PR #1269, opened 2017-01-31
Fix GoodName missing from Project64.cfg

### LINKED ISSUE #1263: Good Names missing from .cfg.

Frank-74:
Fix #1263.

### DIFF
--- a/Source/Project64/UserInterface/SettingsConfig.cpp
+++ b/Source/Project64/UserInterface/SettingsConfig.cpp
@@ -251,7 +251,7 @@ void CSettingConfig::ApplySettings(bool UpdateScreen)
     if (!GameIni.empty())
     {
         stdstr GoodName;
-        if (!g_Settings->LoadStringVal(Rdb_GoodName, GoodName))
+        if (g_Settings->LoadStringVal(Rdb_GoodName, GoodName))
         {
             g_Settings->SaveString(Cfg_GoodName, GoodName);
         }
--- a/Source/Project64/UserInterface/SettingsConfig.cpp
+++ b/Source/Project64/UserInterface/SettingsConfig.cpp
@@ -80,7 +80,7 @@ LRESULT	CSettingConfig::OnInitDialog(UINT /*uMsg*/, WPARAM /*wParam*/, LPARAM /*
 
     if (!GameIni.empty())
     {
-        ConfigRomTitle.Format("Config: %s", g_Settings->LoadStringVal(Game_GoodName).c_str());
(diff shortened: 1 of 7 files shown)


Source/Project64/UserInterface/SettingsConfig.cpp
```diff
@@ -251,9 +251,9 @@ void CSettingConfig::ApplySettings(bool UpdateScreen)
     if (!GameIni.empty())
     {
         stdstr GoodName;
-        if (!g_Settings->LoadStringVal(Game_GoodName, GoodName))
+        if (!g_Settings->LoadStringVal(Cfg_GoodName, GoodName))
```
Frank-74: Wasn't sure if this should be Rdb_GoodName.

project64: should be 

if (g_Settings->LoadStringVal(Rdb_GoodName, GoodName))

Since Cfg_GoodName does not inherit from Rdb_GoodName it would be always writing an empty string to the cfg file

project64: the way the setting class works is that it will load it from the source, if it does not exist it will read if from the default.

it will return true if read from the source, false if from the default.

So if this returned false before it read it from rdb_goodname so had the goodname now in the variable, and then could just write it.

Looks good, so basically all reads come from rdb_goodname and all writes are to cfg_goodname

Frank-74: Ok, changed it to read from Rdb, write to Cfg.  I should have done what I thought in the first place.

Good to go?

Source/Project64/UserInterface/SettingsConfig.cpp
```diff
@@ -251,7 +251,7 @@ void CSettingConfig::ApplySettings(bool UpdateScreen)
     if (!GameIni.empty())
     {
         stdstr GoodName;
-        if (!g_Settings->LoadStringVal(Cfg_GoodName, GoodName))
+        if (!g_Settings->LoadStringVal(Rdb_GoodName, GoodName))
```
project64: Remove the !

project64: it can be just Load then save do not even need the if statement

Frank-74: Removed the !.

§ **Work order**
At the line with "project64: the way", start returning lines exactly, and stop after the final line of the listing.

§ **Your solution**
project64: the way the setting class works is that it will load it from the source, if it does not exist it will read if from the default.

it will return true if read from the source, false if from the default.

So if this returned false before it read it from rdb_goodname so had the goodname now in the variable, and then could just write it.

Looks good, so basically all reads come from rdb_goodname and all writes are to cfg_goodname

Frank-74: Ok, changed it to read from Rdb, write to Cfg.  I should have done what I thought in the first place.

Good to go?

Source/Project64/UserInterface/SettingsConfig.cpp
```diff
@@ -251,7 +251,7 @@ void CSettingConfig::ApplySettings(bool UpdateScreen)
     if (!GameIni.empty())
     {
         stdstr GoodName;
-        if (!g_Settings->LoadStringVal(Cfg_GoodName, GoodName))
+        if (!g_Settings->LoadStringVal(Rdb_GoodName, GoodName))
```
project64: Remove the !

project64: it can be just Load then save do not even need the if statement

Frank-74: Removed the !.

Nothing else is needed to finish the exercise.